Fairfield Heights has a usual resident population of approximately 8,269, compared with a New South Wales suburb median of 5,325 — placing it in the upper half of the state's suburbs by size. Population is the clearest proxy for market depth: more residents mean more transactions and typically a shorter average days-on-market on resale.
Fairfield Heights sits 25 km straight-line from the Sydney CBD. This is comfortable commuter territory, with reasonable rail and road access to the city.
The most recent census recorded a median weekly rent of $450 in Fairfield Heights, equating to approximately $23,400/year in gross rental income (state median $430/week). Market rents have typically drifted above the recorded figure — verify against current listings on realestate.com.au and Domain before making an offer.
The median monthly mortgage repayment in Fairfield Heights is $2,167, or approximately $26,004/year (vs $2,167/month state median).
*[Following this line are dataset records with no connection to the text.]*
PR #124, opened 2025-01-07
Rename MarshalJSONV2 and UnmarshalJSONV2 using To and From suffix

dsnet:
While the MarshalJSONV2 and UnmarshalJSONV2 methods are technically the "v2" variants of the methods, we could use the To and From suffix that conveys slightly more information.

For example, consider the following user-defined methods:

	func (v MyType) MarshalJSONTo(e *jsontext.Encoder, o json.Options) error
	func (v *MyType) UnmarshalJSONFrom(d *jsontext.Decoder, o json.Options) error

In English, this would naturally read as:

* v will marshal JSON to e
* v will unmarshal JSON from d

The use of the To and From suffix matches the pre-existing io.WriterTo and io.ReaderFrom interfaces, which are optimized variants of io.Writer and io.Reader.

Thus, we perform the following renames:

* MarshalerV1 -> Marshaler
* MarshalerV2 -> MarshalerTo
* MarshalJSONV2 -> MarshalJSONTo
* MarshalFuncV1 -> MarshalFunc
* MarshalFuncV2 -> MarshalToFunc
* UnmarshalerV1 -> Unmarshaler
* UnmarshalerV2 -> UnmarshalerFrom
* UnmarshalJSONV2 -> UnmarshalJSONFrom
* UnmarshalFuncV1 -> UnmarshalFunc
* UnmarshalFuncV2 -> UnmarshalFromFunc

Note that we keep around the older types and functions so that we have at least 1 commit of dual compatibility.
These will be deleted in a subsequent commit.

### DIFF
--- a/arshal_methods.go
+++ b/arshal_methods.go
@@ -20,21 +20,24 @@ var errNonStringValue = errors.New("JSON value must be string type")
 
 // Interfaces for custom serialization.
 var (
-	jsonMarshalerV1Type   = reflect.TypeFor[MarshalerV1]()
-	jsonMarshalerV2Type   = reflect.TypeFor[MarshalerV2]()
-	jsonUnmarshalerV1Type = reflect.TypeFor[UnmarshalerV1]()
-	jsonUnmarshalerV2Type = reflect.TypeFor[UnmarshalerV2]()
-	textAppenderType      = reflect.TypeFor[encodingTextAppender]()
-	textMarshalerType     = reflect.TypeFor[encoding.TextMarshaler]()
-	textUnmarshalerType   = reflect.TypeFor[encoding.TextUnmarshaler]()
+	jsonMarshalerType       = reflect.TypeFor[Marshaler]()
+	jsonMarshalerToType     = reflect.TypeFor[MarshalerTo]()
+	jsonUnmarshalerType     = reflect.TypeFor[Unmarshaler]()
+	jsonUnmarshalerFromType = reflect.TypeFor[UnmarshalerFrom]()
+	textAppenderType        = reflect.TypeFor[encodingTextAppender]()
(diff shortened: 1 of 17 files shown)


arshal_methods.go
```diff
@@ -239,6 +242,37 @@ func makeMethodArshaler(fncs *arshaler, t reflect.Type) *arshaler {
 		}
 	}
 
+	if needAddr, ok := implements(t, jsonMarshalerToType); ok {
```
dsnet, line 245: Literal copy of the MarshalerV2 code. Will delete in subsequent commit.

arshal_methods.go
```diff
@@ -332,6 +366,40 @@ func makeMethodArshaler(fncs *arshaler, t reflect.Type) *arshaler {
 		}
 	}
 
+	if _, ok := implements(t, jsonUnmarshalerFromType); ok {
```
dsnet, line 369: Literal copy of the UnmarshalerV2 code. Will delete in subsequent commit.

johanbrandhorst (approved):

ChrisHines:
I remember discussing these names during the design sessions. Part of that discussion was to decide if we needed new names at all (yes), but did we also discuss other suffix variants then? If so, what drove the choice of the V2 suffix originally?

dsnet:
The methods were originally named `MarshalNextJSON` and `UnmarshalNextJSON`. My intention with the term "next" was to indicate that this was the "next" JSON value in a stream. However, some people interpreted the word "next" as a meaning that this was the next version of the method (i.e., a V2 variant). This is how we ended up with the current naming.

The proposed naming of `MarshalJSONTo` preserves the original intent of writing the next JSON value into the stream, but avoids the ambiguity associated with the word "next".

PR #126, opened 2025-01-08
Fix regression with Number parsing behavior

dsnet:
A Number can parse from a JSON string regardless of whether the `string` option is specified or not.

Note that this makes Number inconsistent with how other numeric types are handled, but we're aiming for preserving legacy behavior rather than what is consistent.

The upstream change to add these tests is in https://go.dev/cl/641416


dsnet:
\cc @neild

This was discovered by regression testing.

neild (approved):

PR #128, opened 2025-01-09
Fix regression in legacy Decoder.Decode error stickiness

dsnet:
In v1, the only time dec.err is sticky is for syntactic errors, but unmarshal errors are not preserved.
Thus, perform an explicit ReadValue call that has sticky errors, but return unmarshal errors without any stickiness.

This pulls in https://go.dev/cl/642295 for tests.


mvdan (approved):
No test?

PR #129, opened 2025-01-09
Fix regression in legacy unmarshaling of map key errors

dsnet:
When an unmarshal error occurs for the map key,
the legacy behavior is to not store a map entry for the malformed key
but to skip the value and move on.

This pulls in https://go.dev/cl/642275, which modifies v1 TestUnmarshal
to check that the partially populated output Go value matches.

3 particular test cases needed to be modified relative to CL 642275:

    --- FAIL: TestUnmarshal/https://github.com/go-json-experiment/json/pull/105 (0.00s)
        decode_test.go:1370: decode_test.go:775: Decode:
                got:  map[json.Point]string{}
                want: map[json.Point]string(nil)
    --- FAIL: TestUnmarshal/https://github.com/go-json-experiment/json/pull/106 (0.00s)
        decode_test.go:1370: decode_test.go:781: Decode:
                got:  map[json.unmarshaler]string{}
                want: map[json.unmarshaler]string(nil)
    --- FAIL: TestUnmarshal/#153 (0.00s)
        decode_test.go:1370: decode_test.go:1128: Decode:
                got:  map[string]json.Number{"A":""}
                want: map[string]json.Number{}

The "got" refers to the current v2 behavior,
while "want" refers to the historical v1 behavior.
By modifying the test case, we are modifying the test code
to match the "got" value.

Note that v1 never documents exactly how a partial Go value is populated
in the presene of an unmarshal error, so it is technically within
our right to change this behavior. We could theoretically replicate
this behavior is the v2 emulation layer, but it adds a non-trivial
amount of complexity.

In particular:

* TestUnmarshal/105 and TestUnmarshal/106 occur because v1
  rejects a Go map immediately if the key type is unmarshalable.
  In v2, there is no such check as we defer evaluation of valid keys
  to trying to marshal the key itself and reporting an error
  if it is not a JSON string. The v2 approach is fewer checks
  (since it relies on the inherent grammar of JSON and simpler).

* TestUnmarshal/153 occurs because a parse error into a v1 Number
  results in an immediately fatal error. This is almost certainly
  a bug in the v1 logic as all other similar semantic parsing
  is treated as a non-fatal errror.

### DIFF
--- a/arshal_default.go
+++ b/arshal_default.go
@@ -927,13 +927,18 @@ func makeMapArshaler(t reflect.Type) *arshaler {
 
 			var errUnmarshal error
 			for dec.PeekKind() != '}' {
+				// Unmarshal the map entry key.
 				k.SetZero()
 				err := unmarshalKey(dec, k, uo)
 				if err != nil {
 					if isFatalError(err, uo.Flags) {
 						return err
 					}
+					if err := dec.SkipValue(); err != nil {
+						return err
+					}
 					errUnmarshal = cmp.Or(errUnmarshal, err)
+					continue
 				}
 				if k.Kind() == reflect.Interface && !k.IsNil() && !k.Elem().Type().Comparable() {
 					err := newUnmarshalErrorAfter(dec, t, fmt.Errorf("invalid incomparable key type %v", k.Elem().Type()))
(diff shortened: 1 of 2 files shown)


mvdan (approved):
Test?

dsnet:
Unit tests pulled in from upstream https://go.dev/cl/642275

Stress-test your own borrowing at rates 1–2 percentage points above today's to make sure you can still service the loan through an RBA tightening cycle.
A median weekly rent of $450 works out to $1,950/month, covering 90% of the median mortgage repayment of $2,167/month. That leaves a $217/month shortfall (around $2,604/year before tax benefits), so a typical owner-occupier-priced property here is negatively geared. Actual cash flow depends on your deposit, loan terms, ownership costs and marginal tax rate — run the full numbers in our rental yield calculator.
The main risks are interest-rate sensitivity on the $2,167 median mortgage, below-median household incomes ($66,820 vs $97,552 state median), the broader New South Wales market cycle. Each of these is covered in the Risk Factors section above with suburb-specific numbers rather than generic warnings.
Every number on this page comes from the ABS 2021 Census of Population and Housing, Australia Post postcode reference data, and OpenStreetMap amenity tiles. The investment score, strategy verdicts, and comparison table are computed deterministically from those inputs — no opinion, no estimation. See our full methodology and the data sources and licences for the formulas we use.